SCC Compliance Checklist
Item | Owner | Frequency |
Data transfer mapping and register | Privacy/Legal | Ongoing |
SCC module selection per transfer | Legal | Per new transfer |
SCC execution in DPAs/contracts | Legal/Sales | Per contract |
Transfer Impact Assessment | Privacy/Legal | Annual + trigger-based |
Supplementary measures implementation | Security/Engineering | As required by TIA |
SCC Annex I, II, III completion | Legal/Security | Per contract |
Sub-processor list publication | Legal/Ops | Ongoing |
Customer notification mechanism | Product/Legal | Per sub-processor change |
Data subject rights workflows in product | Product/Engineering | Continuous |
Government access request policy | Legal/Compliance | Annual review |
Staff training on SCC obligations | HR/Legal | Annual |
Regulatory change monitoring | Legal/Compliance | Ongoing |
Common Mistakes and How to Avoid Them
Common Mistake | Recommended Approach |
Treating SCCs as a formality and filing them without completing annexes | Complete all annexes with specific, accurate information about data categories, security measures, and sub-processors |
Failing to conduct or document a Transfer Impact Assessment | Prepare a formal TIA for each destination country before transferring data and retain it as part of your GDPR accountability records |
Using the wrong SCC module for the data transfer scenario | Analyse the legal roles of each party (controller, processor, sub-processor) and select the corresponding module |
Relying solely on the DPF without maintaining SCCs as a fallback | Adopt a dual-mechanism approach: DPF as the primary tool for US transfers, SCCs as a contingency |
Neglecting to update SCCs when sub-processors change | Maintain a living sub-processor register and update SCC Annex III and customer notifications when changes occur |
Using generic security descriptions in Annex II | Describe actual technical and organisational measures in detail: encryption standards, access control models, incident response procedures |
Assuming encryption alone satisfies supplementary measure requirements | If the SaaS provider processes data in the clear, combine encryption with organisational and contractual measures or consider EU-based processing |
Not monitoring changes in destination-country laws | Assign responsibility for regulatory monitoring and schedule annual TIA reviews with trigger-based reassessments |
UK-Specific Considerations
Following Brexit, the United Kingdom operates under its own data protection framework (UK GDPR and the Data Protection Act 2018). The UK Information Commissioner's Office (ICO) introduced the International Data Transfer Agreement (IDTA) as a UK-specific alternative to the EU SCCs. Organisations transferring personal data from the UK may choose between:
• The UK IDTA: A standalone transfer agreement issued by the ICO.
• The EU SCCs with a UK Addendum: The EU 2021 SCCs supplemented by the ICO's International Data Transfer Addendum, which adapts the EU SCCs for use under UK law.

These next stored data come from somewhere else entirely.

PR #3558, opened 2021-01-01
Disable the Deferred Asset Loader

baconpaul:
Since we are headed into 1.8 without using the DeferredAssetLoader,
do a hard-disable of it at compile time to avoid the extra deps
on various platforms


mvf:
Removing the code doesn't get rid of the additional dependencies. Maybe it's better to just revert #3530 at this point.

baconpaul:
Ann no I just forgot to commit my cmake changes

baconpaul:
Good eye

PR #3571, opened 2021-01-02
Some tiny AirWindows fixes

baconpaul:
Some tiny AirWindows fixes for some missed cases and initializers
and a small python script to traverse all the AW and print their
state


baconpaul:
Hold on one more coming

mkruselj:
Default value of C in Focus.cpp should be 0, not 0.5, too.

PR #201, opened 2022-02-03
Support setting variables via environment

angrycub:
- Make single variable fixture from heredoc pack
- Enable `NOMAD_PACK_VAR_xxx` Environment Variables


internal/pkg/variable/cli.go
```diff
@@ -9,6 +9,76 @@ import (
...
+		packVarName[0] = splitName[0]
+		packVarName[1] = splitName[1]
+	default:
+		// We cannot handle a splitName where the variable includes more than
+		// one separator.
+		return hcl.Diagnostics{
+			{
+				Severity: hcl.DiagError,
+				Summary:  "Invalid NOMAD_PACK_var option",
+				Detail:   fmt.Sprintf("The given environment variable NOMAD_PACK_var_%s=%s is not correctly specified. The variable name must not have more than forward-slash separators.", name, rawVal),
```
DerekStrickland, line 33:
```suggestion
				Detail:   fmt.Sprintf("The given environment variable NOMAD_PACK_var_%s=%s is not correctly specified. The variable name must not have more than one period separator.", name, rawVal),
```
I "think" you meant this? Also, remind me, will we ever?

internal/pkg/variable/cli.go
```diff
@@ -9,6 +9,76 @@ import (
...
+	}
+
+	val, diags := expr.Value(nil)
+	if diags.HasErrors() {
+		return diags
+	}
+
+	// If our stored type isn't cty.NilType then attempt to covert the override
+	// variable, so we know they are compatible.
+	if existing.Type != cty.NilType {
```
DerekStrickland, line 62: if it is nil, should we just exit and not append anything? Or do we need to append nils for some downstream processing?

DerekStrickland (approved):
Asked some questions, but didn't see any blockers.

internal/pkg/variable/cli.go
angrycub: Ugh... copypasta.  Taking this moment to use the constant in the message in case we decide at a future date to change it.

lgfa29 (approved):

PR #209, opened 2022-02-23
Use c.UI for version command

angrycub:
**Description**
Switch from glint implementation to c.UI implementation for version.  Will allow non-interactive UIs to work properly with the version command.


DerekStrickland (approved):
Non-blocking historical context.

At one point we had talked about having a "CI" envar similar to how `npm` works to trigger alternate behavior and then have a factory method that would give you back a CI-friendly UI versus the Glint UI. I don't know if we ever chatted about that, but I suspect we have because of logging. Not sure if it's still part of the roadmap, but I thought I'd share.

PR #212, opened 2022-02-24
Add operations flagset to status command for --name

angrycub:
**Description**
The `TestStatusFails` test was supposed to be validating that providing the `--name` flag absent a pack name was an error; however, the test currently only looks for a non-successful error code.  In this case, the `--name` flag was missing from the status command, but since that error also returned exitcode 1 the test was passing anyway.

I've updated the command, and there is a big test improvement PR coming that will enable us to check the returned errors from command calls.

**Reminders**

### DIFF
--- a/CHANGELOG.md
+++ b/CHANGELOG.md
@@ -1,6 +1,7 @@
 ## UNRELEASED
 
 BUG FIXES:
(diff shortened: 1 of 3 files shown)


jrasell (approved):
LGTM.

PR #215, opened 2022-03-02
chore: Cleanup lint issues

angrycub:
**Description**
- Fix lint issues
- Export flag helpers to fix deadcode


internal/cli/stop.go
```diff
@@ -103,7 +106,8 @@ func (c *StopCommand) Run(args []string) int {
 
 			// get job struct from template
 			// TODO: Should we add an hcl1 flag?
```
DerekStrickland, line 108: I would say yes, we should add it.

DerekStrickland (approved):
Looks great. Couple of questions but just for myself.  Nothing blocking.

PR #217, opened 2022-03-03
Use Pack metadata `Name` in error context once known.

### LINKED ISSUE #214: I found that getting 'pack name' seems to be a problem
When I execute ` nomad pack render` 'pack name' gets' metadata 'name' field defined in HCl file

However, I specify ` nomad pack render when the file is executed- f ./ my-variables. HCl ` what it gets is my directory name

```
[root@d es]# nomad-pack info .
Pack Name          wordpress
```

```
[root@d es]# cat templates/wordpress.nomad.tpl 
job [[ template "job_name" . ]] {
  [[ template "region" . ]]
  datacenters = [ [[ range $idx, $dc := .wordpress.datacenters ]][[if $idx]],[[end]][[ $dc | quote ]][[ end ]] ]
  type = "service"

```

```
[root@d es]# nomad-pack render .  
wordpress/wordpress.nomad:

job "wordpress" {
  namespace = "elasticsearch"
  
  datacenters = [ "dc1" ]
  type = "service"
  update {
    max_parallel     = 1
... ...
```

```
[root@d es]# nomad-pack render .  -f my-variables.hcl 
! Failed To Process Pack

	Error:   There is no variable named "mariadb_group_health_check". An override file can only override a variable that was already declared in a primary configuration file.
	Type:    *errors.errorString
	Context: 
	         - HCL Range: my-variables.hcl:32,1-36,2
	         - Registry Name: dev
	         - Pack Name: es
	         - Pack Ref: dev
```

angrycub:
**Description**
- Add test fixtures for `nomad-pack #214` - #214
- Less likely sentinel values for pack from folder
- Add pack path to error context for pack from file
- Store `loadedPack` in pack manager
- Make `Add` an upsert in error context
- Retrieve packname from manager; upsert into err context
- Add changelog

**Reminders**

Closes #214

### DIFF
--- a/internal/pkg/cache/cache.go
+++ b/internal/pkg/cache/cache.go
@@ -15,8 +15,8 @@ const (
 	DefaultRegistryName   = "default"
 	DefaultRegistrySource = "github.com/hashicorp/nomad-pack-community-registry"
 	DefaultRef            = "latest"
-	DevRegistryName       = "dev"
-	DevRef                = "dev"
+	DevRegistryName       = "<<local folder>>"
+	DevRef                = "<<none>>"
 )
 
 // NewCache instantiates a new cache instance with the specified config. If no
--- a/internal/pkg/errors/error_context.go
+++ b/internal/pkg/errors/error_context.go
@@ -13,8 +13,20 @@ type ErrorContext struct {
 // NewErrorContext creates an empty ErrorContext.
 func NewErrorContext() *ErrorContext { return &ErrorContext{} }
 
-// Add formats and appends the passed prefix and value onto the error contexts.
+// Add formats and upserts the passed prefix and value onto the error contexts.
 func (ctx *ErrorContext) Add(prefix, val string) {
+	idx := -1
+	for i, c := range ctx.contexts {
+		if strings.HasPrefix(c, prefix) {
+			idx = i
+			break
+		}
+	}
+	if idx != -1 {
+		ctx.contexts[idx] = prefix + val
+		return
+	}
+
 	ctx.contexts = append(ctx.contexts, prefix+val)
 }
 
--- a/CHANGELOG.md
+++ b/CHANGELOG.md
@@ -2,6 +2,7 @@
 
 BUG FIXES:
 * cli: Add missing --name flag for status command [[GH-212](https://github.com/hashicorp/nomad-pack/pull/212)]
+* cli: Use Pack metadata `Name` in error context once known [[GH-217](https://github.com/hashicorp/nomad-pack/pull/217)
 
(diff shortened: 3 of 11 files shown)


internal/pkg/errors/error_context.go
```diff
@@ -13,8 +13,20 @@ type ErrorContext struct {
...
 func NewErrorContext() *ErrorContext { return &ErrorContext{} }
 
-// Add formats and appends the passed prefix and value onto the error contexts.
+// Add formats and upserts the passed prefix and value onto the error contexts.
 func (ctx *ErrorContext) Add(prefix, val string) {
+	idx := -1
+	for i, c := range ctx.contexts {
+		if strings.HasPrefix(c, prefix) {
+			idx = i
+			break
```
lgfa29, line 22: Isn't it possible to `ctx.contexts[idx] = prefix + val` here directly and then `break`?

(and same for `ui_context.go`)

lgfa29 (approved):
Minor comment. I also pushed a commit to close the CHANGELOG entry link 👍

internal/pkg/cache/cache.go
```diff
@@ -15,8 +15,8 @@ const (
 	DefaultRegistryName   = "default"
 	DefaultRegistrySource = "github.com/hashicorp/nomad-pack-community-registry"
 	DefaultRef            = "latest"
-	DevRegistryName       = "dev"
-	DevRef                = "dev"
+	DevRegistryName       = "<<local folder>>"
```
DerekStrickland, line 18: I like this improvement a lot. This was super last minute addition and didn't get thought through as well as it should have.

internal/pkg/errors/error_context.go
```diff
@@ -13,8 +13,20 @@ type ErrorContext struct {
 // NewErrorContext creates an empty ErrorContext.
 func NewErrorContext() *ErrorContext { return &ErrorContext{} }
 
-// Add formats and appends the passed prefix and value onto the error contexts.
+// Add formats and upserts the passed prefix and value onto the error contexts.
 func (ctx *ErrorContext) Add(prefix, val string) {
+	idx := -1
```
DerekStrickland, line 18: +1

DerekStrickland (approved):
LGTM

internal/pkg/errors/error_context.go
angrycub: It is possible, however, in that case, the error context value is malformed.  The current concatenated value that is stored into context makes this issue very difficult to tease apart.  A future goal is to split these context values into a key/value pair, which would give us an opportunity to make this less _brittle_.

PR #227, opened 2022-03-28
Refactor cache_test for parallelism, local clones for speed

angrycub:
**Description**
This PR reorganizes pack tests so that they leverage a generated local repository for clones. This allows the tests to be run in parallel and reduces the demand for network on the runners.

### DIFF
--- a/internal/pkg/cache/cache_test.go
+++ b/internal/pkg/cache/cache_test.go
@@ -7,6 +7,7 @@ import (
 	"os/exec"
 	"path"
 	"strings"
+	"sync"
 	"testing"
 
 	"github.com/hashicorp/nomad-pack/internal/pkg/errors"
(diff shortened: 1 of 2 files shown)


internal/pkg/cache/cache_test.go
```diff
@@ -40,13 +49,116 @@ func testPackCount(t *testing.T, opts cacheOperationProvider) int {
...
+	git(handleGitError, "config", "user.email", "test@example.com")
+	git(handleGitError, "config", "user.name", "Github Action Test User")
+	git(handleGitError, "add", ".")
+	git(handleGitError, "commit", "-m", "Initial Commit")
+	res := git(handleGitError, "log", "-1", `--pretty=%H`)
+	*testRegistryRef1 = strings.TrimSpace(res.stdout)
+
+	git(handleGitError, "commit", "--allow-empty", "-m", "Second Commit")
+	res = git(handleGitError, "log", "-1", `--pretty=%H`)
+	*testRegistryRef2 = strings.TrimSpace(res.stdout)
```
lgfa29, line 122: Personal preference, but passing the error handler like this feels a bit odd to me. A more explicit error handling would look like

```go
res := git("init")
if res != nil {
    handleInitError(res)
}
res := git(, "config", "user.email", "test@example.com")
if res != nil {
    handleGitError(res)
}
// ...
```

But that's quite verbose. Another option would be to make `git` a stateful `struct` that you can just call and it would store errors as they happen:

```go
type git struct {
    res *GitCommandResult
}

func (g git) run(args ...string) GitCommandResult {
    if g.res != nil {
        // we've failed already, so noop
        return nil
    }
    git := exec.Command("git", args...)
    // ...
    err := git.Run()
    if err != nil {
        g.res = GitCommandResult { ... }
    }
}

func makeTestRegRepo() func() {
    // ...
    g := git{}
    g.run("init")
    if g.res != nil {
        // handle init error
    }

    g.run("config", "user.email", "test@example.com")
    g.run("config", "user.name", "Github Action Test User")
    g.run("add", ".")
    // ...
    if g.res != nil {
        formatPanic(res)
    }
    // ..
```

internal/pkg/cache/cache_test.go
```diff
@@ -403,3 +525,67 @@ func TestParsePackURL(t *testing.T) {
...
+// for any of the methods. This can be useful for cases that require a Logger as
+// a parameter.
+type NoopLogger struct{}
+
+func (_ NoopLogger) Debug(_ string)                                  {}
+func (_ NoopLogger) Error(_ string)                                  {}
+func (_ NoopLogger) ErrorWithContext(_ error, _ string, _ ...string) {}
+func (_ NoopLogger) Info(_ string)                                   {}
+func (_ NoopLogger) Trace(_ string)                                  {}
+func (_ NoopLogger) Warning(_ string)                                {}
```
lgfa29, line 591: Does this need to be defined here as well in addition to `internal/pkg/logging/logger.go`?

lgfa29 (approved):
Minor comments, but looks great 🙂

PR #230, opened 2022-03-28
Enable nomad-pack to read all client config vars from environment

angrycub:
**Description**
Currently, all of the nomad-pack options to configure its internal Nomad API client must be configured using the flags. This PR adds the corresponding environment variables and tests to validate proper precedence.

**Reminders**


DerekStrickland (approved):
:shipit:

For SaaS companies serving both EU and UK customers, using the EU SCCs with the UK Addendum is often the most efficient approach, as it allows a single contractual framework to cover transfers from both jurisdictions.
References
European Commission, "Standard Contractual Clauses (SCC)" (accessed March 2026).
European General Court, Case T-553/23, Philippe Latombe v European Commission, 3 September 2025.
Society for Computers and Law, "IT Contracts in 2025: the new MCTs and SCCs," April 2025.
Drata, "GDPR for SaaS Compliance: Data Protection Impact Assessment" (accessed March 2026).